Collected data entries
──────────

PR #1239, opened 2019-05-31
fix cr repo details, improve cs and cr docs

xh4n3:


xh4n3:
the cr_repos has an issue where details are exported if we left enable_details unset.

PR #1246, opened 2019-06-03
Set default retrive_slb_proto to true

xuqingfeng:
In [slb_listener docs](https://github.com/terraform-providers/terraform-provider-alicloud/blob/master/website/docs/r/slb_listener.html.markdown#block-x_forwarded_for) it's said `retrive_slb_proto` will be set to `true` by default.

But in the actual [code](https://github.com/terraform-providers/terraform-provider-alicloud/blob/master/alicloud/resource_alicloud_slb_listener.go#L259), it's set to `false`.

This PR will fix this issue.

### DIFF
--- a/alicloud/resource_alicloud_slb_listener.go
+++ b/alicloud/resource_alicloud_slb_listener.go
@@ -256,7 +256,7 @@ func resourceAliyunSlbListener() *schema.Resource {
 						"retrive_slb_proto": {
 							Type:     schema.TypeBool,
 							Optional: true,
-							Default:  false,
+							Default:  true,
 						},
 					},
 				},


alicloud/resource_alicloud_slb_listener.go
```diff
@@ -256,7 +256,7 @@ func resourceAliyunSlbListener() *schema.Resource {
 						"retrive_slb_proto": {
 							Type:     schema.TypeBool,
 							Optional: true,
-							Default:  false,
+							Default:  true,
```
YY-tomorrow: I check the slb_listener docs, retrive_slb_proto will be set to false by default. it's XForwardedFor_proto

xuqingfeng: Hmm, that's weird, can you point me which docs you are referring to?

YY-tomorrow: it's CreateLoadBalancerHTTPListener, the retrive_slb_proto is correspond XForwardedFor_proto

xuqingfeng: Can you show me the direct link of the code or docs? 

Because I can see here https://github.com/terraform-providers/terraform-provider-alicloud/blob/master/website/docs/r/slb_listener.html.markdown#block-x_forwarded_for

屏幕快照 2019-06-12 上午10 20 51

It's `true` by default.

YY-tomorrow: thank you,This is my mistake,I will update the docs

PR #1399, opened 2019-07-05
fix(oss): fixed timeout error in ap-south-1.

Lexsss:


xiaozhu36:
duplicated with #1400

──────────

__What you are asked to do__
Write out every line in the data that holds the string "xuqingfeng".

__Task result__
xuqingfeng:
xuqingfeng: Hmm, that's weird, can you point me which docs you are referring to?
xuqingfeng: Can you show me the direct link of the code or docs? 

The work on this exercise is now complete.